Let me retry: $\{a_n: \text {Given} \space \epsilon_n>0,\space ∃a_n \space \text {such that} \space sup(S)=x \geq a_n>x-\epsilon_n,\space \forall n\in ℕ\}$.

 

[haruspex]

Let me retry: $\{a_n: \text {Given} \space \epsilon_n>0,\space ∃a_n \space \text {such that} \space sup(S)=x \geq a_n>x-\epsilon_n,\space \forall n\in ℕ\}$.

Better, but still technically incorrect. If you use {x:P(x)} then it should be completely prescriptive. You cannot have choices going on inside. Drop the {} notation and just show that for each ε_n it is possible to choose an a_n with certain desirable properties.

 

[Eclair_de_XII]

"Because $x$ is the least upper bound of $S$ and for every $\epsilon_n=\frac{\epsilon}{n}>0$, where $n\in ℕ$, every $x-\epsilon_n$ is not an upper bound for $S$, since $x-\epsilon_n<sup(S)=x$ for all $\epsilon_n>0$. As a result, it is always possible to find an $a_n\in S$ such that $a_n>x-\epsilon_n$. Moreover, since $x$ is an upper bound for $S$, $x\geq a_n$ for all $a_n\in S$. Let $P=\{a_n:sup(S)=x\geq a_n>x-\epsilon_n, \space \forall n \in ℕ\}$ denote the collection of all $a_n$ with this property."

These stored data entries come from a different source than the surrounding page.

PR #1338, opened 2024-05-17
Ubi gateway

akihikokuroda:
### Summary
Change the base image of the gateway pod to the UBI base image.

### Details and comments
I couldn't find the python 3.10 UBI base image.  There are only 3.9 and 3.11 UBI images.  This PR used the python 3.11 UBI image.  The Ray version is also changed to 2.22.0 for python 3.11 support.

There are issues in the decorator example with the 3.10 client.  The client has to be 3.11 to use the decorator.

### DIFF
--- a/gateway/Dockerfile
+++ b/gateway/Dockerfile
@@ -14,7 +14,8 @@ ENV PYTHONUNBUFFERED 1
 USER 0
 COPY gateway/requirements.txt .
 RUN pip install -r requirements.txt --no-cache-dir
-RUN ln -s /usr/local/lib64/python3.11/site-packages/symengine /usr/local/lib/python3.11/site-packages/symengine
+RUN cp -r -n /usr/local/lib64/python3.11/site-packages/symengine /usr/local/lib/python3.11/site-packages
+RUN cp -r -n /usr/local/lib/python3.11/site-packages/symengine /usr/local/lib64/python3.11/site-packages
 COPY gateway .
 RUN chown -R 1000:100 /usr/src/app &&\
     mkdir /usr/src/app/media && chown 1000:100 /usr/src/app/media
--- a/gateway/Dockerfile
+++ b/gateway/Dockerfile
@@ -1,4 +1,5 @@
-FROM registry.access.redhat.com/ubi9/python-311
+FROM registry.access.redhat.com/ubi9-minimal
+RUN microdnf install -y python3 python3-pip
 
 WORKDIR /usr/src/app
 
--- a/gateway/Dockerfile
+++ b/gateway/Dockerfile
@@ -1,9 +1,9 @@
 FROM registry.access.redhat.com/ubi9-minimal:9.4-1134
 RUN microdnf install -y python3.11-3.11.7-1.el9_4.1 python3.11-pip-22.3.1-5.el9 python3.11-devel-3.11.7-1.el9_4.1
-RUN ln -s /usr/bin/python3.11 /usr/local/bin/python3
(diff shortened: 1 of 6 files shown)


psschwei (commented):
LGTM, though since this requires bumping the Ray version I think we should hold off on merging it until after the next release as per https://github.com/Qiskit/qiskit-serverless/pull/1272#issuecomment-2135297911

Tansito:
I'm going to restore the `on-hold`. How we are configuring ray here too let's merge first #1272 and #1343 and return to this 🫡

Tansito:
PR merged, @akihikokuroda . Feel free to update this whenever you can!

psschwei:
We may also want to re-re-add the changes from #554 so that we're testing against 3.11 too

akihikokuroda:
@psschwei @Tansito @IceKhan13 The **Test QS on Kubernetes / tests** fails because of run out of spaces.  The github action has limited resources and the test doesn't fit.  I wonder if we can disable the test.  WDYT?

Tansito:
> @psschwei @Tansito @IceKhan13 The Test QS on Kubernetes / tests fails because of run out of spaces. The github action has limited resources and the test doesn't fit. I wonder if we can disable the test. WDYT?

The test was useful in the past discovering issues in k8s. Maybe we can move this test to our internal pipeline, WDYT?

psschwei:
> Maybe we can move this test to our internal pipeline, WDYT?

That makes sense to me.

@akihikokuroda out of curiosity, how much bigger are the images using the UBI base than what we had before?

psschwei:
Another thought... could we use our staging cluster for the test?

akihikokuroda:
@psschwei The UBI image is big  

registry.access.redhat.com/ubi9/python-311 :latest - 1.1 GiB
python:3.10.12-slim-buster - 121.8 MiB
python:3.11-slim - 164.5 MiB 

I'll try to add python to a small UBI image instead of pre-made UBI image with python.

Tansito:
> registry.access.redhat.com/ubi9/python-311 :latest - 1.1 GiB

😮

akihikokuroda:
I changed the base image to registry.access.redhat.com/ubi9-minimal.  Its size is 25.2 MiB.  I added python3.11 and necessary python modules.

gateway/requirements.txt
```diff
@@ -20,3 +20,4 @@ cryptography>=41.0.7
 # Django dependency, but we need a newer version (IBMQ#246)
 sqlparse>=0.5.0
 qiskit_ibm_runtime>=0.22.0
+tzdata>=2024.1
```
Tansito, line 23: For what is this dependency, @akihikokuroda ?

Tansito (approved):

gateway/Dockerfile
```diff
@@ -1,20 +1,21 @@
...
 
 WORKDIR /usr/src/app
 
 # set environment variables
 ENV PYTHONDONTWRITEBYTECODE 1
 ENV PYTHONUNBUFFERED 1
 
-# install psycopg2 dependencies
-RUN apt-get -y update &&\
-    apt-get install --no-install-recommends -y gcc=4:8.3.0-1 python3-dev=3.7.3-1 vim=2:8.1.0875-5+deb10u6 &&\
```
psschwei, line 11: Is it possible to keep vi/vim in this image? (we've used it for live debugging in the past)
or is there an editor in the UBI already?

psschwei (approved):

Issue #1336, opened 2024-05-16
docs/examples/02_qaoa doesn't work with "USE_RUNTIME_SERVICE = True"


akihikokuroda:
### Steps to reproduce the problem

How is this? Oh, and I should probably show that the sequence converges to $x$, shouldn't I?

"Suppose that $\{a_n\}$ converges to $x$ for some $n\geq N\in ℕ$. Then $|x-a_n|<\epsilon'$ for all $\epsilon'>0$. Notice that $|x-(x-\epsilon_n)|>|x-a_n|$, since $a_n>x-\epsilon_n$ and $-a_n<-(x-\epsilon_n)$. We choose $\epsilon'=\frac{\epsilon}{N}$ so that $\epsilon'=\frac{\epsilon}{N}\geq \frac{\epsilon}{n}=|x-(x-\epsilon_n)|=|\epsilon_n|=|\frac{\epsilon}{n}|>|x-a_n|$."

 

[Eclair_de_XII]

Well, I think I have enough information to do the rest of my homework now. Thanks everyone, for being patient with me.

 

[haruspex]

Let $P=\{a_n:sup(S)=x\geq a_n>x-\epsilon_n, \space \forall n \in ℕ\}$ denote the collection of all $a_n$ with this property.

You were doing well until there. That set turns out be just {x}, which need not be a member of S. But you do not need to define a set. You need to define a sequence, and you already did that in the preceding sentences.

Suppose that $\{a_n\}$ converges to $x$ for some $n\geq N\in ℕ$.

You cannot go around supposing that. You have to show that it converges (which is quite easy).